TASK DESCRIPTION
Output exactly the lines below, starting with the line that has "Unfortunately, we had" and going on through the line that has "Yes, that's right: we'll", both included, and no other lines.

PROVIDED ENTRIES
PR #1090, opened 2019-02-21
Remove spaces from field names

portante:
Unfortunately, we had to update the samples by hand since the new code
expects them removed.


portante:
Taken from #1073, the server is currently fixing up field names with spaces in them that it knows about, but this PR attempts to fix this at the source.

portante:
@atheurer, good question, I'll check and see.

portante:
Yes, I'll post a PR to fix those references to handle both.

portante:
PR #1098 fixes the UI to handle field names with both "closest sample" and "closest_sample".

Issue #979, opened 2018-11-05
Fix pbench-index/index-pbench to remove unpacked tar ball hierarchy after it finishes indexing


portante:
It appears that `pbench-index` or `index-pbench` is unpacking all the tar balls it has to work with but not cleaning up the unpacked directory as it goes.  This leads to an explosion of disk usage that is unnecessary, and with large tar balls can be problematic.

ndokos:
That happens (or *should* happen) through the TMPDIR env variable: index-pbench unpacks the tarball in there to avoid keeping it all in memory IIRC. But pbench-index *should* be cleaning that up through a trap.

portante:
Doesn't that `trap` execute when all the tar balls have been processed?  So if there are 100 tar balls to be indexed, won't all 100 get unpacked before they are all cleaned up by the 1 `trap` at the end?

ndokos:
Yes, that's right: we'll have to get `index-pbench` to delete the unpacked tarball at the end.

portante:
This will be addressed by #1073.

portante:
We also need to ensure that extracted read-only files don't prevent removal of extracted tar ball hierarchy.

portante:
Fixed as of #1091.

PR #1091, opened 2019-02-22
Ensure indexing properly cleans up extracted tar balls

portante:
Prior to this change, if the indexing job has more than one tar ball to
index, index-pbench will extract each tar ball it works on, leaving the
extracted contents to be cleaned up by pbench-index. This works well for
one or two tar balls, but if we have a large set of tar balls to work
through this can be problematic.

This change makes it so that index-pbench properly cleans up the
extracted tar ball before exiting.  We modify pbench-index to give a
dedicated sub-directory to index-pbench so that we can detect problems.
We also modify the unit test harness to detect when any server script
leaves data around in its given TMPDIR.

### DIFF
--- a/server/bin/pbench-index
+++ b/server/bin/pbench-index
@@ -70,33 +70,32 @@ linksrc=TO-INDEX
 linkdest=INDEXED
 linkerrdest=WONT-INDEX
 
-# get the list of files we'll be operating on
-#list=$(ls $ARCHIVE/*/$linksrc/*.tar.xz 2>/dev/null)
-# Better: avoids long command line problems and sorts by size
-TMPDIR=$TMP/pbench-index.$$
-# index-pbench need to get at it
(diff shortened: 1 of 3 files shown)


portante:
Fixes #979.

server/bin/pbench-index
```diff
@@ -148,6 +151,9 @@ while read size result ;do
         > $errors_json
     fi
 
+    # Exit if index-pbench fails to clean up properly.
```
ndokos: Why exit? Why not continue with  the next tarball? After all, we are going to wait a minute and do the next tarball when pbench-index is run again in any case - do we expect any difference?

portante: So it seems bad in principle to keep processing data when we know we have encountered a problem.  Since this code can't control how it is invoked, we need to solve the larger problem with the cron jobs another way.

Issue #982, opened 2018-11-07
Need to speed up `index-pbench` as much as possible


portante:
Possible approaches to speeding up `index-pbench`:

 * process each tool data file in a separate parallel sub-process
 * review and profile the code to find bottle-necks and hot-spots
 * parallelize `pbench-index` to run the indexing of each tar ball in parallel

Other ideas?

portante:
Partial improvement comes with #1092.

portante:
As of #1306, we have separate indexing jobs for run/toc/result data and tool data, allowing the tool data to be indexed at its own rate.

portante:
While we closed the work in PR #1381, there are some ideas there that we should consider well for the future.

Defining a fast algorithm for generating a unique, repeatable ID from the data is worth following up on when this work is picked up again.

PR #1092, opened 2019-02-22
Use the already extracted sosreports

portante:
Since index-pbench already extracts the entire pbench tar ball into a
temporary directory, instead of using the tarfile object's "extractfile"
method, which creates an in-memory copy of the file, use the extract
copy.


portante:
Part of the fix for #982.

PR #1096, opened 2019-02-22
Update base URL paths for controller and search routes

gurbirkalsi:
Previously this was causing issues in routing and retrieving the
dashboard config file due to missing route name or slash.


gurbirkalsi:
These changes have been tested and deployed on my UI VM under `/dashboard/`

PR #1098, opened 2019-02-24
Fix UI 'closest sample' references

portante:
Handle removed spaces in result.json field names, which is only "closest sample"
for now.

Enables the UI to work with PR #1090.


portante:
@gurbirkalsi, this is ready to be reviewed now.

PR #1100, opened 2019-02-25
Don't require pbench-server 'environment' option

portante:
The environment option is really optional, so don't bother enforcing its
presence.

For the others, make sure we just raise BadConfig() exception as we
don't need a stack trace.


portante:
Pulled from the first commit of #1073.

PR #1105, opened 2019-02-27
Ansible playbook for installing key and config files

ndokos:


agent/ansible/agent-config/pbench-agent-config.yml
```diff
@@ -0,0 +1,13 @@
...
+- name: install pbench.repo
+  hosts: servers
+  remote_user: root
+  become: yes
+  become_user: root
+
+  roles:
+      - pbench-agent-install-key
+      - pbench-agent-install-config
+
```
portante: Can we remove the extra blank lines?

ndokos: Done

PR #1107, opened 2019-02-28
Some minor behavior changes for field names and use of incoming URL

portante:
* Handle both new and old field names (requires PR #1073 for new field names)
   * Adding some error handling when we don't get our expected data
 * Strip trailing slashes in the configured URLs in case somebody makes a mistake
 * Instead of using the configured prefix, use the `incoming` URL which does not need the `run.prefix` value

### DIFF
--- a/web-server/v0.4/src/pages/Dashboard/RunComparison.js
+++ b/web-server/v0.4/src/pages/Dashboard/RunComparison.js
@@ -221,7 +221,7 @@ export default class RunComparison extends ReactJS.Component {
           iterationRequests.push(
             axios.get(
               datastoreConfig.results +
-              '/results/' +
+              '/incoming/' +
               encodeURIComponent(
                 clusteredIterations[primaryMetric][cluster][iteration].controller_name
               ) +
--- a/web-server/v0.4/README.md
+++ b/web-server/v0.4/README.md
@@ -1,5 +1,6 @@
 ## Foreword
 
+
 Pbench Dashboard is a web-based platform for consuming indexed performance benchmark data. The platform provides a consolidated view of benchmark data within tables, charts, and other powerful visualizations. Users are able to quickly navigate through benchmark data and tune analytics through comparison tools for in-depth analysis.
 
 ## Scaffolding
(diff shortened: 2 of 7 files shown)


gurbirkalsi:
Do we need to update the field name to `run.start_run` at line 38 under `services/dashboard.js` for the pre-v1 run mapping version? Currently the last modified column in the controller view contains null data due to this.

portante:
@gurbirkalsi, yes that is a good catch.  I'll update the commit shortly.

portante:
@gurbirkalsi, fixed, please take a look.

gurbirkalsi:
We'll also want to add the `runs_preV1` field name to the controllers query to maintain the ordered list of controllers by their last modified date. 

https://github.com/distributed-system-analysis/pbench/blob/fd429caf9a5af2602fbb18580915797639aeba06/web-server/v0.4/src/services/dashboard.js#L32

portante:
@gurbirkalsi, fixed the aggregation to order by both sub-aggregations, and then fixed the "Results" page to that sorting by name works properly (ascending was descending and vice-versa) and that sorting by start time worked properly.

web-server/v0.4/src/pages/Dashboard/RunComparison.js
```diff
@@ -221,7 +221,7 @@ export default class RunComparison extends ReactJS.Component {
           iterationRequests.push(
             axios.get(
               datastoreConfig.results +
-              '/results/' +
+              '/incoming/' +
```
gurbirkalsi: The incoming endpoint fetches empty response data for the timeseries graphs under the 'All' tab in the run comparison page. This ends up rendering empty timeseries charts within the tab. Do we have the result.json files for sample data at this endpoint?

portante: @gurbirkalsi is this for all result data?  The `/results/` path ends up being a link to the `/incoming/` path, so if you have a particular example I can debug what is going on.

gurbirkalsi: For some reason my browser was blocking the resources earlier - it worked once I reset my CORS extension.

gurbirkalsi:
Thanks for making these changes @portante - this PR looks solid and is ready for a merge! :rocket:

SOLUTION TO THIS PROBLEM
Unfortunately, we had to update the samples by hand since the new code
expects them removed.


portante:
Taken from #1073, the server is currently fixing up field names with spaces in them that it knows about, but this PR attempts to fix this at the source.

portante:
@atheurer, good question, I'll check and see.

portante:
Yes, I'll post a PR to fix those references to handle both.

portante:
PR #1098 fixes the UI to handle field names with both "closest sample" and "closest_sample".

Issue #979, opened 2018-11-05
Fix pbench-index/index-pbench to remove unpacked tar ball hierarchy after it finishes indexing


portante:
It appears that `pbench-index` or `index-pbench` is unpacking all the tar balls it has to work with but not cleaning up the unpacked directory as it goes.  This leads to an explosion of disk usage that is unnecessary, and with large tar balls can be problematic.

ndokos:
That happens (or *should* happen) through the TMPDIR env variable: index-pbench unpacks the tarball in there to avoid keeping it all in memory IIRC. But pbench-index *should* be cleaning that up through a trap.

portante:
Doesn't that `trap` execute when all the tar balls have been processed?  So if there are 100 tar balls to be indexed, won't all 100 get unpacked before they are all cleaned up by the 1 `trap` at the end?

ndokos:
Yes, that's right: we'll have to get `index-pbench` to delete the unpacked tarball at the end.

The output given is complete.